Die Angeklagte vor Gericht – die „Schleckeria“ ist mittlerweile verkauft. Bild: dpa

Estibaliz C. soll zwei ihrer Männer erschossen, zerstückelt und einbetoniert haben. Die Staatsanwältin nennt die Frau eine „tickende Zeitbombe“.

          In Wien hat am Montag der Prozess gegen eine Eisverkäuferin begonnen, die binnen zweier Jahre zwei ihrer Männer erschossen, zerstückelt, einbetoniert und im Keller ihres Eissalons abgestellt hat.

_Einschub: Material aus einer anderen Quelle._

PR #127, opened 2026-03-03
Adding skip_stored_vectors parameter to skip graph storage

rchitale7:
### Description
This PR introduces a `skip_stored_vectors` parameter to the remote vector index builder. When `skip_stored_vectors`: `True`, the remote vector index builder skips attaching the flat vector storage when converting the CAGRA graph to HNSW graph. This change allows the remote vector index builder to only upload the graph structure to the remote repository, and leaves it up to the k-NN plugin to stitch the graph and flat vectors back together at indexing or search time.There are three main benefits to this:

Die 34 Jahre alte Frau mit spanischer und mexikanischer Staatsangehörigkeit gestand vor Gericht die Taten. Die erste richtete sich gegen einen Deutschen, der schon von ihr geschieden war, aber noch mit ihr in einer Wohnung lebte. Sie habe ihn mit einer 22er Beretta von hinten erschossen, weil er nicht ausgezogen sei und sie weiterhin „niedergemacht“ habe, sagte sie laut Agenturmeldungen. Nach einigen Tagen habe sie den Leichnam – nach einem vergeblichen Verbrennungsversuch – mit einer Kettensäge zerteilt, weil er im Ganzen nicht in eine Tiefkühltruhe passte. Später betonierte sie die Leichenteile ein und stellte sie – mit Hilfe von offenbar ahnungslosen Freunden – im Lagerraum des Eissalons „Schleckeria“ ab.

          Estibaliz C. – eine „tickende Zeitbombe“?
          Estibaliz C. – eine „tickende Zeitbombe“? : Bild: dpa
          Stephan Löwenstein

          Politischer Korrespondent für Österreich und Ungarn mit Sitz in Wien.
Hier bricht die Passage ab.